The dream feels so real. And yet it’s all conjured up by the game-making brain. The world around our bodies is chaotic, confusing and mostly unknowable. But the brain must make sense of it. It has to turn that blizzard of noise into a precise, colourful and detailed world it can predict and successfully interact with, such that it gets what it wants. When the brain discovers a game that seems to make sense of its felt reality and offer a pathway to rewards, it can embrace its rules and symbols with an ecstatic fervour. The noise is silenced! The chaos is tamed! We’ve found our story and the heroic role we’re going to play in it! We’ve learned the truth and the way – the meaning of life! It’s yams, it’s God, it’s money, it’s saving the world from evil big pHARMa. It’s not like a religious experience, it is a religious experience. It’s how the writer Arthur Koestler felt as a young man in 1931, joining the Communist Party:
‘To say that one had “seen the light” is a poor description of the mental rapture which only the convert knows (regardless of what faith he has been converted to).
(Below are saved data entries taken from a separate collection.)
PR #132, opened 2020-07-09
Added OS Client Install RPC

### LINKED ISSUE #126: Implement OS Install RPC for Client

ericm:
Related issue: Closes #126

### DIFF
--- a/gnoi/os/client.go
+++ b/gnoi/os/client.go
@@ -136,8 +136,12 @@ func (c *Client) validateInstallRequest(response *pb.InstallResponse) (progress 
 		}
 		err = fmt.Errorf("InstallError occured: %s", installErr.GetType().String())
 		return
+	case *pb.InstallResponse_TransferReady:
+		return
+	default:
+		err = fmt.Errorf("Unexpected response: %T(%v)", resp, resp)
+		return
 	}
-	return
 }
 
 func (c *Client) accumulateErrors(recvErrs chan error) error {
--- a/gnoi/os/client.go
+++ b/gnoi/os/client.go
@@ -46,6 +46,7 @@ func (c *Client) Install(ctx context.Context, imgPath, version string, printStat
 		return err
 	}
 	buffer := bytes.NewBuffer(file)
+	fileSize := uint64(buffer.Len())
 	install, err := c.client.Install(ctx)
 	defer install.CloseSend()
 	if err != nil {
@@ -88,7 +89,7 @@ func (c *Client) Install(ctx context.Context, imgPath, version string, printStat
 				return
 			}
 			if printStatus {
-				fmt.Printf("%d%% transferred\n", progress)
+				fmt.Printf("%d%% transferred\n", progress/fileSize)
 			}
 		}
 	}()
@@ -119,13 +120,13 @@ func (c *Client) Install(ctx context.Context, imgPath, version string, printStat
 	}
 }
 
-func (c *Client) validateInstallRequest(response *pb.InstallResponse) (progress uint32, validated bool, err error) {
+func (c *Client) validateInstallRequest(response *pb.InstallResponse) (progress uint64, validated bool, err error) {
 	switch resp := response.Response.(type) {
 	case *pb.InstallResponse_Validated:
 		validated = true
 		return
-	case *pb.InstallResponse_SyncProgress:
-		progress = resp.SyncProgress.GetPercentageTransferred()
+	case *pb.InstallResponse_TransferProgress:
+		progress = resp.TransferProgress.GetBytesReceived()
 		return
 	case *pb.InstallResponse_InstallError:
 		installErr := resp.InstallError
--- a/gnoi/os/client.go
+++ b/gnoi/os/client.go
@@ -179,7 +179,7 @@ func (c *Client) validateInstallRequest(response *pb.InstallResponse) (progress 
 	}
 }
 
-// accumulateErrors will deplete erros from a channel and consolidate them.
+// accumulateErrors will deplete errors from a channel and consolidate them.
 func (c *Client) accumulateErrors(recvErrs chan error) error {
 	err := <-recvErrs
 	if err == nil {
--- a/gnoi/os/client.go
+++ b/gnoi/os/client.go
@@ -22,6 +22,7 @@ import (
 	"os"
 	"time"
 
+	log "github.com/golang/glog"
 	"github.com/google/gnxi/gnoi/os/pb"
 	"github.com/google/gnxi/utils"
 	"google.golang.org/grpc"
@@ -91,6 +92,7 @@ func (c *Client) Install(ctx context.Context, imgPath, version string, printStat
 	utils.LogProto(transferResp)
 	switch resp := transferResp.Response.(type) {
 	case *pb.InstallResponse_Validated:
+		log.Info("OS already validated")
 		return nil
 	case *pb.InstallResponse_InstallError:
 		installErr := resp.InstallError
--- a/gnoi/os/client.go
+++ b/gnoi/os/client.go
@@ -83,14 +83,14 @@ func (c *Client) Install(ctx context.Context, imgPath, version string, printStat
 	if err != nil {
 		return err
 	}
-	_, validated, err := c.validateInstallRequest(transferResp)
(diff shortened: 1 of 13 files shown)


gnoi/os/client.go
```diff
@@ -28,11 +32,129 @@ type Client struct {
...
+			}
+			if validated {
+				recvValidated <- validated
+				return
+			}
+			if printStatus {
+				fmt.Printf("%d%% transferred\n", progress/fileSize)
+			}
+		}
+	}()
```
loriscn12, line 95: add a comment before this go func here.

gnoi/os/client.go
```diff
@@ -28,11 +32,129 @@ type Client struct {
...
+			return err
+		}
+		err = install.Send(&pb.InstallRequest{
+			Request: &pb.InstallRequest_TransferContent{TransferContent: b},
+		})
+		if err != nil {
+			return err
+		}
+	}
+
```
loriscn12, line 112: add a comment here too.

gnoi/os/client.go
```diff
@@ -28,11 +32,129 @@ type Client struct {
...
 
+const chunkSize = 5000000
+
 // NewClient returns a new OS service client.
 func NewClient(c *grpc.ClientConn) *Client {
 	return &Client{client: pb.NewOSClient(c)}
 }
 
+// Install invokes the Install RPC for the OS service.
+func (c *Client) Install(ctx context.Context, imgPath, version string, printStatus bool, validateTimeout time.Duration) error {
```
loriscn12, line 43: i think this looks nice, however don't assume future readers will be all familiar with the logic you have implemented, specifically because this function is very long, add comments explaining each section briefly but in a descriptive way. A good example would be:

// Check versioning using RPC X

// Transferring content asynchronously using goroutine

// Checking buffer while streaming content

// Conferming transfer

etc...

gnoi/os/client.go
```diff
@@ -28,11 +32,129 @@ type Client struct {
...
+		return
+	default:
+		err = fmt.Errorf("Unexpected response: %T(%v)", resp, resp)
+		return
+	}
+}
+
+func (c *Client) accumulateErrors(recvErrs chan error) error {
+	err := <-recvErrs
+	if err == nil {
```
loriscn12, line 149: you should be ok making this one line.

ericm: I can but it causes golint to trigger sincei ave to put the rest in an else statement.
```go
	if err := <-recvErrs; err == nil {
		return nil
	} else {
		for len(recvErrs) > 0 {
			err = fmt.Errorf("%s; %w", (<-recvErrs).Error(), err)
		}
		return err
	}
```
`if block ends with a return statement, so drop this else and outdent its block (move short variable declaration to its own line if necessary)go-lint`

ericm:
Done :)

gnoi/os/client.go
```diff
@@ -28,11 +32,139 @@ type Client struct {
...
+
 // NewClient returns a new OS service client.
 func NewClient(c *grpc.ClientConn) *Client {
 	return &Client{client: pb.NewOSClient(c)}
 }
 
+// Install invokes the Install RPC for the OS service.
+func (c *Client) Install(ctx context.Context, imgPath, version string, printStatus bool, validateTimeout time.Duration) error {
+	// Read file to buffer.
+	file, err := ioutil.ReadFile(imgPath)
```
samribeiro, line 45: I know this complicates things, but imagine the OS file is 1G (normal for some platforms). Would it be better to load chunks of it instead? =)

ericm: Oh i get you. Should be done :)

ericm:
I switched from reading to a buffer to using `file.ReadAt` each iteration to just load each chunk before sending :)

ericm:
Reformatted some of it :)

gnoi/os/client.go
```diff
@@ -27,11 +30,170 @@ import (
...
+		return err
+	}
+	defer fileClose()
+
+	// Create Install client for streaming.
+	install, err := c.client.Install(ctx)
+	if err != nil {
+		return err
+	}
+	defer install.CloseSend()
```
samribeiro, line 74: no need to do this, the treams will be finished gracefully by gRPC when this function returns.

gnoi/os/client.go
```diff
@@ -27,11 +30,170 @@ import (
...
+		return fmt.Errorf("No reader passed to client")
+	}
+	file, fileSize, fileClose, err := c.read(imgPath)
+	if err != nil {
+		return err
+	}
+	defer fileClose()
+
+	// Create Install client for streaming.
+	install, err := c.client.Install(ctx)
```
samribeiro, line 70: repackage this context with a cancel such that you can cancel it and avoid blocked Send/Recv:
https://godoc.org/context#WithCancel

gnoi/os/client.go
```diff
@@ -27,11 +30,170 @@ import (
 // Client handles requesting OS RPCs.
 type Client struct {
 	client pb.OSClient
+	read   func(string) (file io.ReaderAt, size uint64, close func() error, err error)
```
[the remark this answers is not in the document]
ericm: I added it to the struct so i can pass in a mock fileReader in the tests during the construction of the client. Is there a better way to pass in the mock?

gnoi/os/client.go
```diff
@@ -27,11 +30,170 @@ import (
...
+	}
+	transferResp, err := install.Recv()
+	if err != nil {
+		return err
+	}
+	_, validated, err := validateInstallResponse(transferResp)
+	if err != nil {
+		return err
+	}
+	if validated {
```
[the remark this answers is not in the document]
ericm: Should we just return nil here or should we notify the user using log?

gnoi/os/client.go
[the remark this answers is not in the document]
samribeiro: yep, something like this inside your test:

defaultFileReader := fileReader
fileReader  = func(path string) (...) {
    ...
}
defer func() { fileReader = defaultFileReader }()

ericm:
Added fileReader change as well

gnoi/os/client.go
```diff
@@ -18,22 +18,177 @@ package os
...
+	go func() {
+		for {
+			response, err := install.Recv()
+			if err != nil {
+				errs <- err
+				return
+			}
+			switch resp := response.Response.(type) {
+			case *pb.InstallResponse_TransferProgress:
+				if printStatus {
```
samribeiro, line 120: I think you can move this printStatus as a flag in utils too

samribeiro: and here just call a function in utils.

samribeiro:
tests? =)

ericm:
Added PrintStatus. I was thinking of making a new PR for the tests after this is merged since they're pretty long.

ericm:
Build error will be fixed in #136

gnoi/os/client.go
samribeiro: needs updating here?

utils/utils.go
```diff
@@ -11,15 +11,23 @@ import (
...
+	printStatus = flag.Bool("print_status", false, "Print status of file transfer.")
 )
 
 // PrintProto prints a Proto in a structured way.
 func PrintProto(m proto.Message) {
 	fmt.Println(FormatProto(m))
 }
 
+// PrintStatus prints the percentage transferred if print_status is true
+func PrintStatus(transferred, fileSize uint64) {
```
samribeiro, line 25: Just give it the string directly

utils/utils.go
```diff
@@ -11,15 +11,23 @@ import (
 )
 
 var (
-	usePretty = flag.Bool("pretty", false, "Shows PROTOs using Pretty package instead of PROTO Text Marshal")
-	logProto  = flag.Bool("log_proto", false, "If true it prints all sent and received PROTO messages")
+	usePretty   = flag.Bool("pretty", false, "Shows PROTOs using Pretty package instead of PROTO Text Marshal")
+	logProto    = flag.Bool("log_proto", false, "If true it prints all sent and received PROTO messages")
+	printStatus = flag.Bool("print_status", false, "Print status of file transfer.")
```
samribeiro, line 16: printProgress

The new light seems to pour from all directions across the skull; the whole universe falls into pattern, like stray pieces of a jigsaw puzzle assembled by one magic stroke. There is now an answer to every question, doubts and conflicts are a matter of the tortured past – a past already remote, when one lived in dismal ignorance in the tasteless, colourless world of those who don’t know. Nothing henceforth can disturb the convert’s inner peace and serenity – except the occasional fear of losing faith again, losing thereby what alone makes life worth living, and falling back into the outer darkness, where there is wailing and gnashing of teeth.’
I hope this helps further explain why I think even solving (some versions of) the alignment problem probably won't be enough to ensure a future that's free from astronomical waste or astronomical suffering. A part of me is actually more scared of many futures in which "alignment is solved", than a future where biological life is simply wiped out by a paperclip maximizer.